→ **Task item**:
Reproduce every record precisely, leaving no line out.

Collected data:
PR #2233, opened 2021-08-16
Drop ServerUtil and static state

milleruntime:
* Move static state from ServerUtil in to ServerConstants object methods
* Move creation of ServerConstants object into ServerInfo
* Move upgrade code from ServerUtil into UpgradeCoordinator
* Move methods dealing with server stuff to ServerContext
* Create getter for ServerConstants in ServerContext
* Move AccumuloTest to manager to avoid adding a dependency
* Drop ServerUtilTest and move testing of method to ServerContextTest


server/base/src/main/java/org/apache/accumulo/server/ServerContext.java
```diff
@@ -279,4 +300,139 @@ public Ample getAmple() {
...
+    log.info("Data Version {}", dataVersion);
+    waitForZookeeperAndHdfs();
+
+    ensureDataVersionCompatible(dataVersion);
+
+    TreeMap<String,String> sortedProps = new TreeMap<>();
+    for (Map.Entry<String,String> entry : conf)
+      sortedProps.put(entry.getKey(), entry.getValue());
+
+    for (Map.Entry<String,String> entry : sortedProps.entrySet()) {
```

→ **Written solution**:
PR #2233, opened 2021-08-16
Drop ServerUtil and static state

milleruntime:
* Move static state from ServerUtil in to ServerConstants object methods
* Move creation of ServerConstants object into ServerInfo
* Move upgrade code from ServerUtil into UpgradeCoordinator
* Move methods dealing with server stuff to ServerContext
* Create getter for ServerConstants in ServerContext
* Move AccumuloTest to manager to avoid adding a dependency
* Drop ServerUtilTest and move testing of method to ServerContextTest


server/base/src/main/java/org/apache/accumulo/server/ServerContext.java
```diff
@@ -279,4 +300,139 @@ public Ample getAmple() {
...
+    log.info("Data Version {}", dataVersion);
+    waitForZookeeperAndHdfs();
+
+    ensureDataVersionCompatible(dataVersion);
+
+    TreeMap<String,String> sortedProps = new TreeMap<>();
+    for (Map.Entry<String,String> entry : conf)
+      sortedProps.put(entry.getKey(), entry.getValue());
+
+    for (Map.Entry<String,String> entry : sortedProps.entrySet()) {
```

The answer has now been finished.